CRMLN: Cholesterol Reference Method Laboratory Network
The Cholesterol Reference Method Laboratory Network (CRMLN) is a network of highly specialized laboratories that work directly with manufacturers and laboratories to assess the analytical accuracy and precision of their tests. CRMLN provides reference measurement services to laboratories for measuring total cholesterol (TC), HDL-cholesterol (HDL-C), LDL-cholesterol (LDL-C), and total glycerides (TG). CRMLN laboratories have to meet stringent analytical performance criteria to ensure their measurements are sufficiently accurate and precise for evaluating these tests.
Network laboratories assess tests produced by manufacturers and laboratories for their analytical accuracy and precision. Tests and laboratories meeting established criteria for accuracy and precision are considered “CDC-certified,” and sufficiently accurate and precise for use in patient care. Lists of the clinical diagnostic products that have been certified through this process are updated regularly.
The Food and Drug Administration (FDA) has recognized the value of CDC’s Standardization Programs and work performed through CRMLN, and encourages manufacturers to be standardized to CDC.
What is the goal of certification through CRMLN?
The goal of certification through CRMLN is to ensure that users of tests for HDL-C, LDL-C, TC and TG produce sufficiently accurate and precise measurement results. These results are comparable to those used to derive current medical decision points for use in patient care. Therefore, health care providers can compare their patients’ results to current clinical decision points to consistently evaluate their health status, regardless of the test system used.
What are the reference methods used by CRMLN?
The CDC Lipids Reference Laboratory (LRL) and CRMLN Member Laboratories perform reference measurement procedures for total cholesterol, total glycerides, HDL-Cholesterol and LDL-cholesterol using traditional spectroscopic methods as well as new mass spectrometric methods. Current clinical decision points come from reference methods that used certain spectrophotometric measurements, an old form of measurement technology. New clinical decision points are being developed using newer mass spectrometry-based reference methods. Because old and new methods are currently in use, CDC’s CRMLN certification programs offers evaluations and certifications for both.
Why does standardization using CRMLN require single-donor sera?
CDC’s manufacturer certification program is unique because it uses unmodified, high quality serum samples for evaluating the analytical accuracy and precision of commercial tests.
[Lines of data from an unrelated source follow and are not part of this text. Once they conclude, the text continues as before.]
PR #1594, opened 2025-06-27
fix(appeals): fixed issue with status of existing hearing after state…

peter-uzor-pins:
…ment

## Describe your changes

fixed issue with status of existing hearing appeal after assuming hearing is entered before statement is completed

[A2-3743](https://pins-ds.atlassian.net/browse/A2-3743)

[A2-3743]: https://pins-ds.atlassian.net/browse/A2-3743?atlOrigin=eyJpIjoiNWRkNTljNzYxNjVmNDY3MDlhMDU5Y2ZhYzA5YTRkZjUiLCJwIjoiZ2l0aHViLWNvbS1KU1cifQ

### DIFF
--- a/appeals/api/src/server/state/transition-state.js
+++ b/appeals/api/src/server/state/transition-state.js
@@ -73,11 +73,12 @@ const transitionState = async (appealId, azureAdUserId, trigger) => {
 	});
 
 	if (
-		currentState !== APPEAL_CASE_STATUS.AWAITING_EVENT &&
 		newState === APPEAL_CASE_STATUS.EVENT &&
-		// newState === APPEAL_CASE_STATUS.ISSUE_DETERMINATION &&
 		[APPEAL_TYPE_SHORTHAND_HAS, APPEAL_TYPE_SHORTHAND_FPA].includes(appealType.key) &&
-		appeal.siteVisit
+		((appeal.procedureType?.key === APPEAL_CASE_PROCEDURE.WRITTEN && appeal.siteVisit) ||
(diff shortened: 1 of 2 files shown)


appeals/api/src/server/state/transition-state.js
```diff
@@ -73,11 +73,12 @@ const transitionState = async (appealId, azureAdUserId, trigger) => {
...
 	if (
-		currentState !== APPEAL_CASE_STATUS.AWAITING_EVENT &&
 		newState === APPEAL_CASE_STATUS.EVENT &&
-		// newState === APPEAL_CASE_STATUS.ISSUE_DETERMINATION &&
 		[APPEAL_TYPE_SHORTHAND_HAS, APPEAL_TYPE_SHORTHAND_FPA].includes(appealType.key) &&
-		appeal.siteVisit
+		((appeal.procedureType?.key === APPEAL_CASE_PROCEDURE.WRITTEN && appeal.siteVisit) ||
+			(appeal.procedureType?.key === APPEAL_CASE_PROCEDURE.HEARING &&
+				appeal.hearing &&
+				appeal.hearing?.addressId))
```
jimbali, line 81: lgtm but is there a test that we can write for it?

peter-uzor-pins: Oh yes, i forgot to do that. Will add some tests.

peter-uzor-pins: Actually looking at it again. It's going to be quite difficult writing tests for this section as this area is very integrated and the dependency on mocking is going to be massive meaning it wouldn't be a true reflection.
So for now probably will just leave the tests. 

I have tested manually and it was working fine.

This allows analytical performance assessment with sera similar to those used in patient care settings. The use of such sera is required because modified sera, such as those that are pooled or otherwise modified, can introduce so-called ‘matrix effects.’ These matrix effects can lead to incorrect conclusions about the accuracy of a test.
Is there a difference between certifying manufacturers and clinical laboratories?
There are two certification programs available for blood lipids: one is intended for manufacturers of tests (manufacturer certification); and the second for laboratory-developed tests, or laboratories with analytical systems not certified by the manufacturer (laboratory certification). However, any laboratory may participate in either laboratory certification program.
How are participants evaluated?
As part of the certification process, the accuracy and precision of tests for TC, HDL-C, LDL-C and TGs are compared to predefined analytical performance criteria. Comparison is performed following established protocols, such as those published by the Clinical and Laboratory Standards Institute.
Use of trade names is for identification only and does not constitute endorsement by the CDC or the U.S. Department of Health and Human Services.